A couple of weeks ago I watched a film called “Beasts of No Nation,” about a civil war in an unnamed West African country. The movie, released in 2015 and starring Idris Elba, was based on a novel of the same name by Uzodinma Iweala.
Although neither the book nor the movie specifies a particular country, the story could have been inspired by very real civil wars in Rwanda, Burundi, Sierra Leone, the Republic of Congo, or any of a dozen African countries that have endured such conflicts in recent decades. For that matter, it could have borrowed heavily from other civil wars on other continents, because these wars all follow the same pattern of poverty, bloodshed, and brutality.
The movie pulls no punches in its depiction of that bloodshed and brutality. It is often difficult to watch, such as when a boy soldier is ordered to bash in the skull of a civil engineer who is only there to fix a bridge, and pleads for his life. The boy’s brother and father were gunned down in an attack on their village, and he fled to the bush to escape. While there, he was recruited to join one of the village militias. The skull-bashing exercise is his coming out party, as it were.
A sense of doom permeates the film, as if you know that despite all the killing and dying, the war is over nothing – because almost everyone involved comes from nothing, and no matter who wins or loses, they’ll still have nothing when it is all over, and the same types of people will be in charge.
Cut to a couple days later, when I saw this headline on the Guardian website: “More than 40% of Americans Think Civil War Likely Within a Decade.” That figure was based on a YouGov/Economist poll of 1,500 U.S. adults, which found that 43% of respondents believe civil war is “at least somewhat likely” in the USA, while 14% say it is “very likely.”
You hear this kind of thing a lot lately – how the U.S. could be headed for a civil war, based on the deep divisions not just between the two major political parties, but also along cultural lines. As an expat living in London, it all has the air of a surreal fever dream. I experience it from afar, from the comfort of an ocean away, so it hits my brain with a certain feeling of detachment.
Even so, I absorb it with the proper amount of worry for my homeland. And although I know America is an increasingly divided and violent country, I’m not at all sure that it’s a good candidate for a civil war.
Here’s the dirty little secret about civil wars – they almost never happen in rich countries. According to a study of civil conflicts during the 40 years preceding 2009, once a country has reached a per capita income rivaling that of the world’s richest nations, its risk of civil war is “negligible.” Political feuds aren’t the main drivers of civil wars – economic forces are.

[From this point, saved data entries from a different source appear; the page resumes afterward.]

PR #34, opened 2024-05-24
Add StreamedUpdate API

wba2hi:
Add support for Streamed Update API. 

I know this is probably not yet in a perfect state, but I still want to trigger the first review. According to the ticket adapting the databroker-cli and databroker-providers is out-of-scope since this is only an intermediate solution and will be shortly overhauled by kuksa val v2 api anyway. I shortly tried to get it to work, but I failed with some weird error messages and incompatible steps. If this is an easy step I am still willing to do it, but I probably need a helping hand to support me there :) 

However, I verified the functionality using 
a) ghz (https://github.com/mikehaller/kuksa-databroker-ghz/tree/main) using the following testcase: 

It sends out 5 requests which 100_000 streamed data points per request
```
{
    "name": "Test Case 5: Kuksa API, StreamedUpdate",
    "proto": "kuksa/val/v1/val.proto",
    "insecure": true,
    "skipFirst": 1,
    "call": "kuksa.val.v1.VAL.StreamedUpdate",
    "total": 6,
    "disable-template-functions": true,
    "disable-template-data": true,
    "stream-call-count": 100000,
    "concurrency": 1,
    "data": {
        "updates": [    
            {
                "entry": {
                    "path": "Vehicle.Speed",
                    "value": {
                        "float": 100.0
                    }
                },
                "fields": [2]
            }
        ]
    }
}
```
using command `ghz --config=testcase105_kuksa_testcase105_kuksa_streamedupdate.json --import-paths=/Users/wba2hi/git/kuksa-databroker/proto localhost:55556 > testcase105_kuksa_streamedupdate.json.output`

and b)
a prototypical implementation in android: https://github.com/boschglobal/kuksa-android-sdk/tree/user/wba2hi/VAL-1320

As an orientation help I used the stream_datapoints api from collector.rs

### DIFF
--- a/databroker/src/grpc/kuksa_val_v1/val.rs
+++ b/databroker/src/grpc/kuksa_val_v1/val.rs
@@ -840,6 +840,7 @@ impl broker::EntryUpdate {
 
 #[cfg(test)]
 mod tests {
+    use databroker_proto::kuksa::val::v1::val_server::Val;
     use super::*;
     use crate::{broker::DataBroker, permissions};
 
@@ -895,6 +896,100 @@ mod tests {
                 assert_eq!(error.code, 400, "unexpected error code");
             }
             Err(_status) => panic!("failed to execute set request"),
+        }
+    }
+
+    #[tokio::test(flavor = "multi_thread", worker_threads = 1)]
+    async fn test_streamed_update_with_valid_datapoint() {
+        let broker = DataBroker::default();
+        let authorized_access = broker.authorized_access(&permissions::ALLOW_ALL);
+
+        authorized_access
+            .add_entry(
+                "Vehicle.Speed".to_owned(),
+                broker::DataType::Float,
+                broker::ChangeType::OnChange,
+                broker::EntryType::Sensor,
+                "Test datapoint 1".to_owned(),
+                None,
+                Some("km/h".to_owned()),
+            )
+            .await
+            .expect("Register datapoint should succeed");
+
+        let streamed_update_request = proto::StreamedUpdateRequest {
+            updates: vec![
+                proto::EntryUpdate {
+                    fields: vec![proto::Field::Value as i32],
+                    entry: Some(proto::DataEntry {
+                        path: "Vehicle.Speed".to_owned(),
+                        value: Some(proto::Datapoint {
+                            timestamp: Some(std::time::SystemTime::now().into()),
+                            value: Some(proto::datapoint::Value::Float(120.0)),
+                        }),
+                        metadata: None,
+                        actuator_target: None,
+                    }),
+                }],
+        };
+
+        let mut streaming_request = tonic_mock::streaming_request(vec![streamed_update_request]);
+        streaming_request.extensions_mut().insert(permissions::ALLOW_ALL.clone());
+        match broker.streamed_update(streaming_request).await {
+            Ok(response) => {
+                tokio::spawn(async move {
+                    let stream = response.into_inner();
+                    let mut receiver = stream.into_inner();
+                    let option = receiver.recv();
+                    assert!(option.await.is_none()) // no errors should occur and no ack is delivered
+                });
+            }
+            Err(_) => {
+                panic!("Should not happen")
+            }
+        }
+    }
+
+    #[tokio::test(flavor = "multi_thread", worker_threads = 1)]
+    async fn test_streamed_update_with_invalid_datapoint() {
+        let broker = DataBroker::default();
+
+        let streamed_update_request = proto::StreamedUpdateRequest {
+            updates: vec![
+                proto::EntryUpdate {
+                    fields: vec![proto::Field::Value as i32],
+                    entry: Some(proto::DataEntry {
+                        path: "Vehicle.Invalid.Speed".to_owned(),
+                        value: Some(proto::Datapoint {
+                            timestamp: Some(std::time::SystemTime::now().into()),
+                            value: Some(proto::datapoint::Value::Float(120.0)),
+                        }),
+                        metadata: None,
+                        actuator_target: None,
+                    }),
+                }],
+        };
+
+        let mut streaming_request = tonic_mock::streaming_request(vec![streamed_update_request]);
+        streaming_request.extensions_mut().insert(permissions::ALLOW_ALL.clone());
+        match broker.streamed_update(streaming_request).await {
+            Ok(response) => {
+                tokio::spawn(async move {
+                    let stream = response.into_inner();
+                    let mut receiver = stream.into_inner();
+                    let option = receiver.recv().await;
+                    assert!(option.is_some());
+                    let result = option.unwrap();
+                    let error_opt = result.unwrap().error;
+                    let error = error_opt.unwrap();
+                    assert_eq!(error.code, 404);
+                    assert_eq!(error.reason, "not_found");
+                    assert_eq!(error.message, "Vehicle.Invalid.Speed not found")
+                });
+            }
+            Err(_) => {
+                panic!("Should not happen")
+            }
         }
     }
 }
--- a/databroker/src/grpc/kuksa_val_v1/val.rs
+++ b/databroker/src/grpc/kuksa_val_v1/val.rs
@@ -20,16 +20,16 @@ use tokio::sync::mpsc;
 
 use databroker_proto::kuksa::val::v1 as proto;
 use databroker_proto::kuksa::val::v1::{DataEntryError, EntryUpdate};
+use tokio_stream::wrappers::ReceiverStream;
 use tokio_stream::Stream;
 use tokio_stream::StreamExt;
-use tokio_stream::wrappers::ReceiverStream;
 use tonic::{Response, Status, Streaming};
 use tracing::debug;
 
 use crate::broker;
-use crate::broker::{AuthorizedAccess, EntryReadAccess};
 use crate::broker::ReadError;
 use crate::broker::SubscriptionError;
+use crate::broker::{AuthorizedAccess, EntryReadAccess};
 use crate::glob;
 use crate::permissions::Permissions;
 
@@ -225,7 +225,6 @@ impl proto::val_server::Val for broker::DataBroker {
 
         let broker = self.authorized_access(&permissions);
 
-
         let entry_updates = request.into_inner().updates;
 
         // Collect errors encountered
@@ -235,14 +234,10 @@ impl proto::val_server::Val for broker::DataBroker {
         for request in entry_updates {
             match &request.entry {
                 Some(entry) => match broker.get_id_by_path(&entry.path).await {
-                    Some(id) => {
-                        match validate_entry_update(&broker, &request, id).await {
-                            Ok(pair) => {
-                                updates.push((pair.first, pair.second))
-                            }
-                            Err(e) => { return Err(e) }
-                        }
-                    }
+                    Some(id) => match validate_entry_update(&broker, &request, id).await {
+                        Ok(pair) => updates.push((pair.first, pair.second)),
+                        Err(e) => return Err(e),
+                    },
                     None => {
                         let message = format!("{} not found", entry.path);
                         errors.push(proto::DataEntryError {
@@ -283,7 +278,8 @@ impl proto::val_server::Val for broker::DataBroker {
         }))
     }
 
-    type StreamedUpdateStream = ReceiverStream<Result<proto::StreamedUpdateResponse, tonic::Status>>;
+    type StreamedUpdateStream =
+        ReceiverStream<Result<proto::StreamedUpdateResponse, tonic::Status>>;
 
     async fn streamed_update(
         &self,
@@ -419,10 +415,10 @@ impl proto::val_server::Val for broker::DataBroker {
 
     type SubscribeStream = Pin<
         Box<
-            dyn Stream<Item=Result<proto::SubscribeResponse, tonic::Status>>
-            + Send
-            + Sync
-            + 'static,
+            dyn Stream<Item = Result<proto::SubscribeResponse, tonic::Status>>
+                + Send
+                + Sync
+                + 'static,
         >,
     >;
 
@@ -548,13 +544,16 @@ impl proto::val_server::Val for broker::DataBroker {
     }
 }
 
-async fn validate_entry_update(broker: &AuthorizedAccess<'_, '_>, request: &EntryUpdate, id: i32) -> Result<Pair<i32, broker::EntryUpdate>, Status> {
+async fn validate_entry_update(
+    broker: &AuthorizedAccess<'_, '_>,
+    request: &EntryUpdate,
+    id: i32,
+) -> Result<Pair<i32, broker::EntryUpdate>, Status> {
     let entry = &request.entry.clone().unwrap();
 
-    let fields =
-        HashSet::<proto::Field>::from_iter(request.fields.iter().filter_map(
-            |id| proto::Field::from_i32(*id), // Ignore unknown fields for now
-        ));
+    let fields = HashSet::<proto::Field>::from_iter(request.fields.iter().filter_map(
+        |id| proto::Field::from_i32(*id), // Ignore unknown fields for now
+    ));
 
     if entry.actuator_target.is_some() {
         if let Some(metadata) = broker.get_metadata(id).await {
@@ -568,16 +567,11 @@ async fn validate_entry_update(broker: &AuthorizedAccess<'_, '_>, request: &Entr
 
     let entry = match &request.entry {
         Some(entry) => entry,
-        None => {
-            return Err(tonic::Status::invalid_argument(
-                "Empty entry".to_string(),
-            ))
-        }
+        None => return Err(tonic::Status::invalid_argument("Empty entry".to_string())),
     };
 
     debug!("Setting fields: {:?}", fields);
-    let update =
-        broker::EntryUpdate::from_proto_entry_and_fields(entry, fields);
+    let update = broker::EntryUpdate::from_proto_entry_and_fields(entry, fields);
 
     let pair = Pair {
         first: id,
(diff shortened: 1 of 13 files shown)


databroker/src/grpc/kuksa_val_v1/val.rs
```diff
@@ -475,6 +548,100 @@ impl proto::val_server::Val for broker::DataBroker {
     }
 }
 
+async fn validate_entry_update(broker: &AuthorizedAccess<'_, '_>, request: &EntryUpdate, id: i32) -> Result<Pair<i32, broker::EntryUpdate>, Status> {
```
wba2hi, line 551: Since the streamed update api uses a lot of code from the set method I tried to separate some common things into separate methods (I did not want to redundantly copy 120 lines of code inside the loop mechanism).

I'm still not satisfied with the complexity from streamed_update method right now, but I still have some struggles with Rust and it's borrowing concept, making it hard for me to improve it even more. It also feels like a lot of complexity comes from all the matches and results?

databroker/src/grpc/kuksa_val_v1/val.rs
```diff
@@ -344,12 +283,146 @@ impl proto::val_server::Val for broker::DataBroker {
...
+                                                        let path = metadata.path.clone();
+                                                        let data_entry_error = convert_to_data_entry_error(&path, &error);
+                                                        errors.push(data_entry_error);
+                                                    }
+                                                }
+
+                                                if let Err(err) = sender.send(
+                                                    Ok(proto::StreamedUpdateResponse {
+                                                        errors,
+                                                        error: None, // TODO take first element of errors
```
wba2hi, line 387: I absolutely could not get this to work, once I got the first element from errors, errors was unhappy due to it being a move :(

databroker/src/grpc/kuksa_val_v1/val.rs
```diff
@@ -344,12 +283,146 @@ impl proto::val_server::Val for broker::DataBroker {
...
+                                                debug!("Failed to set datapoint: {:?}", err);
+                                                for (id, error) in err.into_iter() {
+                                                    if let Some(metadata) = broker.get_metadata(id).await {
+                                                        let path = metadata.path.clone();
+                                                        let data_entry_error = convert_to_data_entry_error(&path, &error);
+                                                        errors.push(data_entry_error);
+                                                    }
+                                                }
+
+                                                if let Err(err) = sender.send(
```
wba2hi, line 384: right now we are sending out only errors, no success messages / acknowledges!

databroker/src/grpc/kuksa_val_v1/val.rs
```diff
@@ -344,12 +283,146 @@ impl proto::val_server::Val for broker::DataBroker {
...
+                                            match &request.entry {
+                                                Some(entry) => match broker.get_id_by_path(&entry.path).await {
+                                                    Some(id) => {
+                                                        match validate_entry_update(&broker, &request, id).await {
+                                                            Ok(pair) => {
+                                                                updates.push((pair.first, pair.second));
+                                                            }
+                                                            Err(e) => {
+                                                                let message = format!("Data present in the request is invalid: {}", e.message());
+                                                                errors.push(proto::DataEntryError {
```
wba2hi, line 336: Some errors which previously early returning the function (see here: https://github.com/eclipse-kuksa/kuksa-databroker/pull/34/files#diff-764f0adb7e58cb82e14ca30770f38dce1b3a6d003d729ddd651442ece69e1509L235) were converted to DataEntryError
While for a synchronous set we want to fail fast, for the async streaming api we don't want to end the loop in case an error occurs due to an invalid data point.

SebastianSchildt:
@morgenroth this might fit your use case better than sdv1 API, and once goes to mainline, might stay around a bit longer

@wba2hi  afaik @morgenroth requires actuator streaming, so I guess the "field" needs to be set differently in your example?

wba2hi:
> @morgenroth this might fit your use case better than sdv1 API, and once goes to mainline, might stay around a bit longer
> 
> @wba2hi afaik @morgenroth requires actuator streaming, so I guess the "field" needs to be set differently in your example?

Yes, in case of setting an actuator the call would look like the following:
```
val datapoint = Datapoint.newBuilder()
    .setBool(true)
    .build()

val dataEntry = DataEntry.newBuilder()
    .setPath("Vehicle.Cabin.Door.Row1.DriverSide.IsOpen")
    .setValue(datapoint)

val entryUpdate = EntryUpdate.newBuilder()
    .addFields(Field.FIELD_ACTUATOR_TARGET)
    .setEntry(dataEntry)

val streamedUpdateRequest = StreamedUpdateRequest.newBuilder()
    .addUpdates(entryUpdate)
    .build()

streamingUpdate?.onNext(streamedUpdateRequest)
```

I can change it, but it's basically just a short proof of concept - the approach how it's implemented in the test app is not even good and not meant to be merged in this way, because we just start sending the request once we are connected to the databroker without manual interaction and also the delay of 1 second is also just introduced so we can see how the value changes between consecutive requests :D

databroker/src/grpc/kuksa_val_v1/val.rs
```diff
@@ -344,6 +279,142 @@ impl proto::val_server::Val for broker::DataBroker {
...
+        };
+        let mut stream = request.into_inner();
+
+        let mut shutdown_trigger = self.get_shutdown_trigger();
+
+        // Copy (to move into task below)
+        let broker = self.clone();
+
+        // Create stream (to be returned)
+        let (sender, receiver) = mpsc::channel(10);
```
erikbosch, line 305: Should we possibly have a comment here explaining why we have selected the magic number 10. Why not 42?

databroker/src/grpc/kuksa_val_v1/val.rs
```diff
@@ -344,12 +283,146 @@ impl proto::val_server::Val for broker::DataBroker {
...
+        // Listening on stream
+        tokio::spawn(async move {
+            let permissions = permissions;
+            let broker = broker.authorized_access(&permissions);
+            loop {
```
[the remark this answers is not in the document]
erikbosch: I am no Rust expert - anything that prevents dividing it into multiple methods to limit length and depth?

databroker/src/grpc/kuksa_val_v1/val.rs
wba2hi: I took it over from here: https://github.com/eclipse-kuksa/kuksa-databroker/blob/main/databroker/src/grpc/sdv_databroker_v1/collector.rs#L106 

I have the feeling that value is set arbitrarily and can be set freely to 42 or even 100. The example code of channel goes with a "default" of 100. Shall I increase the value or just add a comment, that it's value has been set arbitrarily?

databroker/src/grpc/kuksa_val_v1/val.rs
lukasmittag: what you would do is do an 'errors.clone()' then you will not move the original errors array.

databroker/src/grpc/kuksa_val_v1/val.rs
```diff
@@ -475,6 +546,95 @@ impl proto::val_server::Val for broker::DataBroker {
...
+    let update = broker::EntryUpdate::from_proto_entry_and_fields(entry, fields);
+
+    let pair = Pair {
+        first: id,
+        second: update,
+    };
+    Ok(pair)
+}
+
+fn convert_to_data_entry_error(path: &String, error: &broker::UpdateError) -> DataEntryError {
```
lukasmittag, line 585: would be nice to add a generic one for converting these maybe moving this into conversion.rs as well. https://github.com/eclipse-kuksa/kuksa-databroker/blob/82513eaf486dbc4e4e60fad0048b3cf8a10bfd8f/databroker/src/grpc/kuksa_val_v1/val.rs#L453 because here we do it in place.

databroker/src/grpc/kuksa_val_v1/val.rs
lukasmittag: Since it is a buffer https://docs.rs/tokio/latest/tokio/sync/mpsc/fn.channel.html we should think about this. With this value after buffering 10 messages it will put any more messages on the channel and will wait.

databroker/src/grpc/kuksa_val_v1/val.rs
```diff
@@ -15,20 +15,30 @@ use std::collections::HashMap;
...
 
 use crate::broker;
-use crate::broker::EntryReadAccess;
 use crate::broker::ReadError;
 use crate::broker::SubscriptionError;
+use crate::broker::{AuthorizedAccess, EntryReadAccess};
 use crate::glob;
 use crate::permissions::Permissions;
 
+struct Pair<F, S> {
```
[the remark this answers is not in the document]
wba2hi: It is used here to return the i32 id and EntryUpdate: https://github.com/eclipse-kuksa/kuksa-databroker/pull/34/files#diff-764f0adb7e58cb82e14ca30770f38dce1b3a6d003d729ddd651442ece69e1509R553

I didn't find a better name. In Java a Pair is a "normal" construct with two values (even though it is of course inferor to a well named type). Previously the stuff was just returning an anonymous (i32, EntryUpdate), however I could not reuse this for the Result. So I had to wrap it up.

proto/kuksa/val/v1/val.proto
```diff
@@ -37,6 +37,8 @@ service VAL {
   // Set entries
   rpc Set(SetRequest) returns (SetResponse);
 
+  rpc StreamedUpdate(stream StreamedUpdateRequest) returns (stream StreamedUpdateResponse);
```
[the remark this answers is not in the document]
wba2hi: From my memory it was decided to name it StreamedUpdate when we created the ticket (even though it was still unclear if now v1, v2 or whatever)

According to the ticket (https://etas-cloud.atlassian.net/browse/VAL-1320) and Databroker v2 API it will be named `provideStream` however I had the feeling that this does not fit very well for v1. In Databroker v2 API `set` is also named `provideOnce` therefore better fitting altogether. In the ticket it is also mentioning provideStream but I don't see this as a hard requirement.

However, I go with whatever you prefer.

databroker/src/grpc/kuksa_val_v1/val.rs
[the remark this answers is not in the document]
wba2hi: It probably makes sense to put this generic / util type somewhere better fitting instead of in val.rs

databroker/src/grpc/kuksa_val_v1/val.rs
wba2hi: These are custom errors, which are returned and not propagated back to the client using the DataEntryError, therefore I can not move them into the convert_to_data_entry_error method

databroker/src/grpc/kuksa_val_v1/val.rs
erikbosch: I assume the message size is not that big so having 100 is not a real problem, or? Anyway, whatever number we come up with I think it could be good to mention that it is an just an educated guess and not based on any real tests.

lukasmittag (dismissed):

databroker/src/grpc/kuksa_val_v1/val.rs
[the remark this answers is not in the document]
wba2hi: I could have sworn, that I tried it and it did not work with Result, however I tried again now and it works. So yes, I replaced it by an anonymous tuple:

```
async fn validate_entry_update(
    broker: &AuthorizedAccess<'_, '_>,
    request: &EntryUpdate,
    id: i32,
) -> Result<(i32, broker::EntryUpdate), Status>
```

proto/kuksa/val/v1/val.proto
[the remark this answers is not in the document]
rafaeling: I think we have come to a consensus on what to call it for V2, but for v1 I really don't know what to call it.
For sdv is  StreamDatapoints, for v2 ProvideStream, for v1 I also think it was StreamedUpdate but not really sure.

databroker/src/grpc/kuksa_val_v1/val.rs
argerus: I have a vague memory of measuring the throughput given different buffer sizes and that is how I ended up with a channel of size 10.

I guess a comment would have been a good thing to add then, but at the same time I don't think the testing was very thorough nor sound. But if we are to change it, we should probably do it while measuring the resulting behaviour.

erikbosch: Do we think this is a number that better should be a config (in the long term)? We previously had discussions on constants for max number of signals, max number of subscriptions and so on. Is something were think tweaking might be necessary for different deployment based on memory and traffic. I.e. in one system maybe 10 is a good choice as traffic never is high and memory scarce, in another it is the opposite. Or do we think we can have one number that fits all?

proto/kuksa/val/v1/val.proto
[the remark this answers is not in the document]
SebastianSchildt: No hard opinion, just my 2ct; I don"t think this will need to be written very often, so a "long" (and honestly it is not that long) name should be no issue. At least this is saying what it does sort of. Better than "setS" :D

databroker/src/grpc/kuksa_val_v1/val.rs
```diff
@@ -743,4 +898,100 @@ mod tests {
...
+                    actuator_target: None,
+                }),
+            }],
+        };
+
+        let mut streaming_request = tonic_mock::streaming_request(vec![streamed_update_request]);
+        streaming_request
+            .extensions_mut()
+            .insert(permissions::ALLOW_ALL.clone());
+        match broker.streamed_update(streaming_request).await {
```
wba2hi, line 977: Calling broker.streamed_update requires a type Request<Streaming<StreamedUpdateRequest>>. However, after fidding around for hours I was not able to get this type without the help of the tonic_mock library. The tonic_mock library however forces us to update some lib versions (e.g. tonic, prost). Updating them introduces a lot of deprecation warnings and makes a lot of test fail: https://github.com/eclipse-kuksa/kuksa-databroker/actions/runs/9286289961/job/25552663996?pr=34

@argerus  Do you have an easy solution on how to create a "Request<Streaming<StreamedUpdateRequest>>"? 

Already tested stuff like this: 
- https://github.com/tyrchen/tonic-mock/pull/1#issuecomment-1241164173 (this basically should show an alternative solution on how we don't have to use tonic_mock but it might be to old by now?)
- https://www.qovery.com/blog/a-guided-tour-of-streams-in-rust/
- https://github.com/hyperium/tonic/blob/master/examples/routeguide-tutorial.md
- https://github.com/hyperium/tonic/blob/master/examples/src/streaming/server.rs#L97 (following the lines where it is called leads here: https://github.com/hyperium/tonic/blob/master/examples/src/streaming/client.rs#L11 but re-implementing this method for StreamedUpdateRequest does not work - it's simply not recognized by broker.streamed_update) 

None of them worked unfortunately and at this point in time I'm absolutely clueless what else to test

argerus: `tonic_mock::streaming_request(...)` seems to have been created specifically for making this task easier, correct?

If so, I would suggest using it. If I understand you correctly, the issue is then that `::from_i32(...)` has been deprecated in newer versions of tonic.

I pushed a [branch](https://github.com/boschglobal/kuksa-databroker/tree/topic/fix_deprecated_from_i32) based on this PR that changes the use of this deprecated function into using the `TryFrom` trait instead.

wba2hi: @argerus Thanks for your effort! I merged your branch into VAL-1320 and pushed the changes. 

Unfortunately that did not fix the failing tests. Maybe the issue comes from the cucumber setup but I am not able to debug it, making finding the root cause extra hard. I tried upgrading the version of cucumber to 0.21 but that did not fix it.

wba2hi: Nevermind, I found the error. It seems to no longer possible to connect to databroker via tls if not explicitely using "https://". Also "grpc://" is no longer supported. I think I saw the use of "grpc://" in some places, so adaptions to documentation might be necessary?

The following link helped me: https://github.com/hyper*ium/tonic/issues/1496

databroker/src/grpc/kuksa_val_v1/val.rs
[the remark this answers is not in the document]
wba2hi: By now it is possible to extract most of the loop into a separate method:
```
async fn handle_streamed_update_message(
    broker: &AuthorizedAccess,
    sender: &Sender<Result<StreamedUpdateResponse, Status>>,
    message: Result<Option<StreamedUpdateRequest>, Status>,
) {
```
However, here I'm facing some Rust specific issues again:
```
error[E0597]: `broker` does not live long enough
let broker = broker.authorized_access(&permissions);
argument requires that `broker` is borrowed for `'static`
```
and
```
error[E0597]: `permissions` does not live long enough
let broker = broker.authorized_access(&permissions);
argument requires that `permissions` is borrowed for `'static`
```

I don't easily want to make this change, because it would keep the instance alive as long as the application is running if I understood this correctly. 

So probably this can be fixed, however I don't know yet how the fix would be made appropriate.

databroker/tests/world/mod.rs
```diff
@@ -267,7 +267,7 @@ impl DataBrokerWorld {
 
         debug!("started Databroker [address: {addr}]");
 
-        let data_broker_url = format!("http://{}:{}", addr.ip(), addr.port());
+        let data_broker_url = format!("https://{}:{}", addr.ip(), addr.port());
```
SebastianSchildt, line 270: Why is this fixing the tests?

SebastianSchildt: Nevermind. Just seeing the comment now

databroker/src/grpc/kuksa_val_v1/val.rs
SebastianSchildt: That line in quickstart is unrelated, as it is using python code (grpc(s) an ws(s) scheme is a convention in the python CLI to quickly differnatiate  between  websocket based VISS or GRPC based kuksa protocol with or without TLS)

SebastianSchildt: If the tonic behavior changed, do we need some related change in rust  cli or does that anyway only ever forward URIs given by the user?

wba2hi: Well, good question, the databroker-cli as a default value uses `http://127.0.0.1:55555` (https://github.com/eclipse-kuksa/kuksa-databroker/blob/main/databroker-cli/src/cli.rs#L40). 

However as a default the tls options are disabled. So you could argument and say it's fine, but we probably should document somewhere, that when using `https` the url needs to be explicitely specified using `https://`, maybe once in the corresponding tls section and maybe once in some error faq, where you can look up the error and see a fix for it?

wba2hi: I made some changes to the documentation with the latest commit and added some info about it, please have a look at it.

SebastianSchildt: Documentation update  good. Whether this PR techically "sound"/good enough I can not say

databroker/src/grpc/kuksa_val_v1/val.rs
SebastianSchildt: Probably a comment owuld be good. Whether such details need to be configurable: I am unsure, if this is a "user-serviceable setting" it would also imply more testing.

Anyway, lets not "solve" this in this PR

argerus (approved):
Looks good to me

The United States has a median income of about $54,000 a year, and the average home value is nearly $430,000. It’s the richest country on earth based on total GDP, and nobody else is even close. It is so rich that its people spend more money on entertainment per capita than other countries spend on everything, period – food, housing, healthcare, etc.
I mean, sure, theoretically the U.S. could be headed for a civil war – but only after the baseball playoffs are over, and definitely not before the college football and NFL seasons wrap up. There’s probably a window in February and March, when it’s cold, and the holidays are long over, and it’s kind of dull and boring, and it’s too soon to head to the beach, and too early to seed the grass.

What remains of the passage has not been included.